While it's true that "you can't take it with you," with proper planning you can make sure that the assets you leave behind when you die will be properly distributed the way you want. That's the main purpose of "estate planning," the term used for the strategy you develop to transfer your assets after your death.
Part of developing an estate plan is to review your net worth and determine if you need to purchase life insurance to supplement your assets. The purpose of this insurance is to replace your future income and provide your survivors with the necessary funds they need to feel secure.
In Yes, You Can... Achieve Financial Independence, American Century Investments founder James E. Stowers recommends determining the amount of money you would need to provide for your survivors' living expenses, education and other needs. Ask yourself:
- What lifestyle do you want your family to have?
- How much income will they need each month?

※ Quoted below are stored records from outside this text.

PR #1166, opened 2021-02-08
[FRONT-245] Use existing joinPartStream if possible

tumppi:
This will fix issue when trying to deploy a DU after it failed first somewhere after creating `joinPartStream`.

### DIFF
--- a/app/src/marketplace/modules/dataUnion/services.js
+++ b/app/src/marketplace/modules/dataUnion/services.js
@@ -11,7 +11,7 @@ import type { ApiResult } from '$shared/flowtype/common-types'
 import { gasLimits } from '$shared/utils/constants'
 
 import { post, del, get, put } from '$shared/utils/api'
-import { postStream } from '$userpages/modules/userPageStreams/services'
+import { postStream, getStream } from '$userpages/modules/userPageStreams/services'
 import {
     getResourcePermissions,
     addResourcePermission,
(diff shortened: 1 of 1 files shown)


app/src/marketplace/modules/dataUnion/services.js
```diff
@@ -35,9 +35,15 @@ export const createJoinPartStream = async (account: Address, productId: ProductI
 
     let stream
     try {
-        stream = await postStream(newStream)
+        try {
+            stream = await getStream(newStream.id)
```
juhah, line 39: I wonder if there is a code or something that we can detect if the creation fails because of duplicate? Maybe getting the stream should be the backup, since I guess that the stream creation shouldn' fail that often... that said, maybe not worth fine tuning this since this feature is going away.

juhah (approved):
Looks good!

mondoreale:
@tumppi, just as a reminder, please rebase it on current `development` and make sure we're good for node v14. :)

mondoreale:
It should be, but yeah, just to be safe.

app/src/marketplace/modules/dataUnion/services.js
tumppi: Yeah, thought the same. Deploying DUs is rare so the extra `GET` call should not matter that much. Of course it would be nice to get good behaving responses from the backend.

PR #1167, opened 2021-02-09
[FRONT-156] Add product type selector

juhah:
Adds another dropdown to Marketplace search bar:

DU sortby

This involved some refactoring & tinkering:

- Prefer styled components
- Add left side tick to `Popover`
- Refactor `ActionBar` to launch a modal in mobile & tablet
- Remove use of `react-responsive` lib and `MediaQuery` component (only place where it might have effect is the `SubscriberGraph` but seemed to work fine locally)
- Add similar rotation animation to all Popovers and select carets


app/src/marketplace/containers/ProductPage/SubscriberGraph.jsx
```diff
@@ -95,18 +93,11 @@ const SubscriberGraph = ({ productId, shownDays = 7 }: Props) => {
...
-                <TimeSeriesGraph
-                    graphData={graphData}
-                    shownDays={shownDays}
-                    width={isTabletOrMobile ? 380 : 540}
-                    height={200}
-                    isLoading={isLoading}
-                />
-            )}
-        </MediaQuery>
+        <TimeSeriesGraph
```
juhah, line 96: Seems like the `width` and `height` parameters didn't do much so I removed them.

mondoreale (commented):
Code looks good. I tried it in the browser but when I select "Data unions" I still see all the regular data products as well. I don't have any data unions here so I expected an empty list.

juhah:
> I tried it in the browser but when I select "Data unions" I still see all the regular data products as well. I don't have any data unions here so I expected an empty list.

Did you update the docker recently? If you are not up to date, your backend might not recognize the filter param.

mondoreale (approved):
I knew something may be fishy with my setup (outdated docker matter).

@juhah, it's all good now, sir. Cheers!

tumppi (approved):
Looking good!

PR #1169, opened 2021-02-10
[FRONT-175] Fix inactive stream status

tumppi:
This will fix stream status to show `Inactive` instead of `No data yet`.


fonty1 (approved):
👌  Cool!

mondoreale (approved):
👍👍

PR #1170, opened 2021-02-12
[FRONT-249] Fix terms & conditions formatting

juhah:
Fixes Terms & conditions formatting in the product editor and product page:

Screenshot 2021-02-12 at 10 22 29

Screenshot 2021-02-12 at 10 20 09

Also added minor tweaks for DU deployment spinner as it broke the page in smaller displays... in real life it probably won't ever happen.


tumppi (approved):
👍

PR #3377, opened 2022-11-10
Introduce script and workflow to monitor external dependencies for unreleased changes

### LINKED ISSUE #3118: Create issues when applicable dependencies' repositories have unreleased code
In the past, we have written new code in dependencies we control, but not created a release. This means that the new functionality does not make it into releases of Rancher Desktop.

We should create an automated job that notifies us when this is the case. The mechanism by which we are notified should be creation of an issue in rancher-sandbox/rancher-desktop.

adamkpickering:
Closes #3118.

Things that this PR does:
- introduces scripts/unreleased-change-monitor.ts
- introduces ucmonitor.yaml github actions workflow
- introduces the `UnreleasedChangeMonitor` interface and implements it on the relevant dependencies

### DIFF
--- a/scripts/dependencies/lima.ts
+++ b/scripts/dependencies/lima.ts
@@ -6,12 +6,12 @@ import os from 'os';
 import path from 'path';
 
 import {
-  DownloadContext, Dependency, GithubVersionGetter, AlpineLimaISOVersion, getOctokit,
+  DownloadContext, Dependency, GithubVersionGetter, AlpineLimaISOVersion, getOctokit, UnreleasedChangeMonitor, hasUnreleasedChanges, HasUnreleasedChangesResult,
 } from 'scripts/lib/dependencies';
 
 import { download, getResource } from '../lib/download';
 
-export class LimaAndQemu extends GithubVersionGetter implements Dependency {
+export class LimaAndQemu extends GithubVersionGetter implements Dependency, UnreleasedChangeMonitor {
   name = 'limaAndQemu';
   githubOwner = 'rancher-sandbox';
   githubRepo = 'lima-and-qemu';
@@ -49,9 +49,13 @@ export class LimaAndQemu extends GithubVersionGetter implements Dependency {
       });
     });
   }
+
+  async hasUnreleasedChanges(): Promise<HasUnreleasedChangesResult> {
+    return await hasUnreleasedChanges(this.githubOwner, this.githubRepo);
+  }
 }
 
-export class AlpineLimaISO implements Dependency {
+export class AlpineLimaISO implements Dependency, UnreleasedChangeMonitor {
   name = 'alpineLimaISO';
   githubOwner = 'lima-vm';
   githubRepo = 'alpine-lima';
@@ -99,5 +103,9 @@ export class AlpineLimaISO implements Dependency {
       isoVersion,
       alpineVersion,
     };
+  }
+
+  async hasUnreleasedChanges(): Promise<HasUnreleasedChangesResult> {
+    return await hasUnreleasedChanges(this.githubOwner, this.githubRepo);
   }
 }
--- a/scripts/lib/dependencies.ts
+++ b/scripts/lib/dependencies.ts
@@ -68,8 +68,60 @@ export interface Dependency {
 }
 
 /**
+ * Types that implement UnreleasedChangeMonitor can tell you whether
+ * there have been any changes in their repository since their last release.
+ */
+export interface UnreleasedChangeMonitor {
+  hasUnreleasedChanges(): Promise<HasUnreleasedChangesResult>
+}
+
+export type HasUnreleasedChangesResult = {latestReleaseTag: string, hasUnreleasedChanges: boolean};
+
+type GithubRelease = Awaited<ReturnType<Octokit['rest']['repos']['listReleases']>>['data'][0];
+
+async function getLatestPublishedRelease(githubOwner: string, githubRepo: string): Promise<GithubRelease> {
+  const response = await getOctokit().rest.repos.listReleases({ owner: githubOwner, repo: githubRepo });
+
+  for (const release of response.data) {
+    if (release.published_at !== null) {
+      return release;
+    }
+  }
+  throw new Error(`Did not find a published release for ${ githubOwner }/${ githubRepo }`);
+}
+
+/**
+ * Tells the caller whether the given github repo has any
+ * changes that have not been released.
+ */
+export async function hasUnreleasedChanges(githubOwner: string, githubRepo: string): Promise<HasUnreleasedChangesResult> {
+  const latestRelease = await getLatestPublishedRelease(githubOwner, githubRepo);
+
+  // Get the date of the commit that the release's tag points to.
+  // We can't use the publish date of the release, because that
+  // omits commits that were made after the commit that was tagged
+  // for the release, but before the actual release.
+  const result = await getOctokit().rest.repos.getCommit({
+    owner: githubOwner, repo: githubRepo, ref: latestRelease.tag_name,
+  });
+  const dateOfTaggedCommit = result.data.commit.committer?.date;
+
+  const response = await getOctokit().rest.repos.listCommits({
+    owner: githubOwner, repo: githubRepo, since: dateOfTaggedCommit,
+  });
+  const commits = response.data;
+
+  console.log(`Found ${ commits.length - 1 } unreleased commits for repository ${ githubOwner }/${ githubRepo }.`);
+
+  return {
+    latestReleaseTag:     latestRelease.tag_name,
+    hasUnreleasedChanges: commits.length > 1,
+  };
+}
+
+/**
  * A lot of dependencies are hosted on Github via Github releases,
- * so the logic to fetch the latest version is very similar for
+ * so the logic to fetch the latest version/tag is very similar for
  * these releases. This lets us eliminate some of the duplication.
  */
 export class GithubVersionGetter {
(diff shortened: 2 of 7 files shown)


scripts/lib/dependencies.ts
```diff
@@ -67,9 +67,71 @@ export interface Dependency {
...
+type GithubRelease = Awaited<ReturnType<Octokit['rest']['repos']['listReleases']>>['data'][0];
+
+async function getLatestPublishedRelease(githubOwner: string, githubRepo: string): Promise<GithubRelease> {
+  const response = await getOctokit().rest.repos.listReleases({ owner: githubOwner, repo: githubRepo });
+
+  for (const release of response.data) {
+    if (release.published_at !== null) {
+      return release;
+    }
+  }
```
mook-as, line 89: So, roughly, `const release = response.data.find(release => release.published_at)`
(Your code is fine, I'm just checking my understanding.)

scripts/lib/dependencies.ts
```diff
@@ -67,9 +67,71 @@ export interface Dependency {
...
+
+  // need to increment the date by 1s to avoid getting the tagged commit
+  const parsedDate = new Date(dateOfTaggedCommit);
+
+  parsedDate.setUTCSeconds(parsedDate.getUTCSeconds() + 1);
+  const incrementedDateOfTaggedCommit = parsedDate.toISOString();
+
+  const response = await getOctokit().rest.repos.listCommits({
+    owner: githubOwner, repo: githubRepo, since: incrementedDateOfTaggedCommit,
```
mook-as, line 120: So this is listing all commits from the default branch that's been committed starting from one second after the tag date. I think it would slightly cleaner to include the tag commit, and just check that `commits.length > 1` instead? Not entirely sure, though…

scripts/unreleased-change-monitor.ts
```diff
@@ -0,0 +1,124 @@
...
+type Issue = Awaited<ReturnType<Octokit['rest']['search']['issuesAndPullRequests']>>['data']['items'][0];
+
+async function getExistingIssuesFor(dependencyName: string): Promise<Issue[]> {
+  const queryString = `type:issue repo:${ GITHUB_OWNER }/${ GITHUB_REPO } ${ UCMONITOR } in:title ${ dependencyName } in:title sort:updated`;
+  const response = await getOctokit().rest.search.issuesAndPullRequests({ q: queryString });
+
+  return response.data.items;
+}
+
+async function openIssue(issue: Issue): Promise<void> {
```
mook-as, line 41: Would that more be "reopen" issue? `open` is ambiguous, and may imply create.

scripts/unreleased-change-monitor.ts
```diff
@@ -0,0 +1,124 @@
...
+  new tools.GuestAgent(),
+  new tools.RancherDashboard(),
+  new AlpineLimaISO(),
+  new HostResolverHost(), // we only need one of HostResolverHost and HostResolverPeer
+];
+
+type Issue = Awaited<ReturnType<Octokit['rest']['search']['issuesAndPullRequests']>>['data']['items'][0];
+
+async function getExistingIssuesFor(dependencyName: string): Promise<Issue[]> {
+  const queryString = `type:issue repo:${ GITHUB_OWNER }/${ GITHUB_REPO } ${ UCMONITOR } in:title ${ dependencyName } in:title sort:updated`;
```
mook-as, line 35: I believe `in:title` is a toggle than makes the whole query only operate on the title (so you don't need to include it twice).

scripts/unreleased-change-monitor.ts
```diff
@@ -0,0 +1,124 @@
...
+// but that are no longer relevant.
+async function checkForUnreleasedChanges(): Promise<void> {
+  const dependencyStates: DependencyState[] = await Promise.all(dependencies.map(async(dependency) => {
+    const result = await dependency.hasUnreleasedChanges();
+
+    return {
+      dependency,
+      latestReleaseTag:     result.latestReleaseTag,
+      hasUnreleasedChanges: result.hasUnreleasedChanges,
+    };
```
mook-as, line 79: A.k.a. `return { ...result, dependency };`.

scripts/unreleased-change-monitor.ts
```diff
@@ -0,0 +1,124 @@
...
+
+const GITHUB_OWNER = process.env.GITHUB_REPOSITORY?.split('/')[0] || 'rancher-sandbox';
+const GITHUB_REPO = process.env.GITHUB_REPOSITORY?.split('/')[1] || 'rancher-desktop';
+// a (hopefully) unique and communicative key that is used to find issues created by
+// this script by filtering them down to the ones that have it in their title
+const UCMONITOR = 'ucmonitor';
+
+type UnreleasedChangeMonitoringDependency = Dependency & UnreleasedChangeMonitor;
+
+type DependencyState = {
```
mook-as, line 15: Which is the same as `type DependencyState = { depndency: UnreleasedChangeMonitorDependency } & HasUnreleasedChangesResult;`

scripts/unreleased-change-monitor.ts
```diff
@@ -0,0 +1,124 @@
...
+    const dependency = dependencyState.dependency;
+
+    // get issues that are relevant to this specific dependency
+    const existingIssues = await getExistingIssuesFor(dependency.name);
+
+    if (dependencyState.hasUnreleasedChanges) {
+      let issueExists = false;
+
+      await Promise.all(existingIssues.map(async(existingIssue) => {
+        const issueTitleMatchesLatestReleaseTag = existingIssue.title.includes(dependencyState.latestReleaseTag);
```
mook-as, line 93: It would be best to have some sort of delimiter or stricter matching, so that we don't match "v1.0" if we previously had a "v1.0-rc1".

scripts/unreleased-change-monitor.ts
```diff
@@ -0,0 +1,124 @@
...
+
+type UnreleasedChangeMonitoringDependency = Dependency & UnreleasedChangeMonitor;
+
+type DependencyState = {
+  dependency: UnreleasedChangeMonitoringDependency,
+  latestReleaseTag: string,
+  hasUnreleasedChanges: boolean,
+};
+
+const dependencies: UnreleasedChangeMonitoringDependency[] = [
```
mook-as, line 21: It would be good if we could centralize the list of dependencies, and check all dependencies if they implement the desired interface. But that can be later.

mook-as (changes requested):

scripts/lib/dependencies.ts
adamkpickering: Yes, I think so. I'll change it to this; it's nice to save some lines.

adamkpickering: Hmm actually I think I'll leave it. Using `find` is about the same because of the need to handle the case where the `published_at` key is `null` for each release.

scripts/lib/dependencies.ts
adamkpickering: Yeah I think that would be fine. Let's do that.

scripts/unreleased-change-monitor.ts
adamkpickering: Totally, I'll change it to `reopenIssue`.

scripts/unreleased-change-monitor.ts
adamkpickering: Agreed; I added a space on the beginning of the string it searches for. This will prevent a match when the title has a string that has some letters followed by the tag. I also used `endsWith` instead of `includes`, which handles cases like your example, where there are letters that follow the tag.

scripts/unreleased-change-monitor.ts
```diff
@@ -0,0 +1,116 @@
...
+  new tools.RancherDashboard(),
+  new AlpineLimaISO(),
+  new HostResolverHost(), // we only need one of HostResolverHost and HostResolverPeer
+];
+
+type Issue = Awaited<ReturnType<Octokit['rest']['search']['issuesAndPullRequests']>>['data']['items'][0];
+
+async function getExistingIssuesFor(dependencyName: string): Promise<Issue[]> {
+  const queryString = `type:issue in:title repo:${ GITHUB_OWNER }/${ GITHUB_REPO } ${ UCMONITOR } ${ dependencyName } sort:updated`;
+  const response = await getOctokit().rest.search.issuesAndPullRequests({ q: queryString });
```
mook-as, line 32: Note that this only returns the first page of results; see [documentation](https://www.npmjs.com/package/octokit#pagination) for details.  It would be something like:
```ts
async function* getExistingIssuesFor(dependencyName: string): AsyncIterableIterator<Issue> {
  const q = `type:issue in:title repo:${GITHUB_OWNER}/${GITHUB_REPO} ${UCMONITOR} ${dependencyName} sort:updated`;
  const iterator = getOctokit().paginate.iterator(getOctokit().rest.search.issuesAndPullRequests, { q });
  for await (const { data: issues } of iterator) {
    yield* issues;
  }
}
```
The caller would have to change to `for await (const existingIssue of existingIssues) { …` too, and it's no longer to run them all in parallel (because there can be too many to hold in memory at once).

mook-as (dismissed):
Mostly fine. One trivial wording fix, and a few suggestions that I'm not sure if they make the code better or not.

scripts/dependencies/lima.ts
```diff
@@ -49,9 +49,13 @@ export class LimaAndQemu extends GithubVersionGetter implements Dependency {
       });
     });
   }
+
+  async hasUnreleasedChanges(): Promise<HasUnreleasedChangesResult> {
+    return await hasUnreleasedChanges(this.githubOwner, this.githubRepo);
+  }
```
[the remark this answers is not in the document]
adamkpickering: I don't like repeating it either. I spent a while trying to come up with a better way but didn't come up with anything I liked better. I figure that it's better to have some minimal repetition than to do somewhat surprising things. I'd like to keep it as it is if that is ok with you.

scripts/unreleased-change-monitor.ts
adamkpickering: I thought about this too, but I figured I could simplify by using the `sort:updated` clause in the query string. Including that clause will put the most recently updated issues first. Also, this query returns up to 100 issues. All older issues will be closed unless someone manually reopens them, which shouldn't happen. We're really only working with the most recently modified 2-3 issues.

It would be more reliable to go through all the issues on every run, but as far as I can tell that is unnecessary. I'd like to leave it the way it is if you're ok with that.

scripts/lib/dependencies.ts
```diff
@@ -67,9 +67,61 @@ export interface Dependency {
...
+}
+
+/**
+ * Tells the caller whether the given github repo has any
+ * changes that have not been released.
+ */
+export async function hasUnreleasedChanges(githubOwner: string, githubRepo: string): Promise<HasUnreleasedChangesResult> {
+  const latestRelease = await getLatestPublishedRelease(githubOwner, githubRepo);
+
+  // Get the date of the commit that the release's tag points to.
```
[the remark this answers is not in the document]
adamkpickering: Eh... six of one, half a dozen of the other. It works; why not leave it?

mook-as (approved):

- Where can this money come from?
- How much cash is needed today to provide this future income?
"Once you know what's needed, build a team of trusted advisers, beginning with a financial planner who understands the importance of creating a plan for managing and distributing your assets, both during your lifetime and after," recommends Melissa Dailey, American Century Investments' Investor Center manager. Other members of your team will likely include an accountant, insurance agent and an estate-planning attorney who will draw up the appropriate documents.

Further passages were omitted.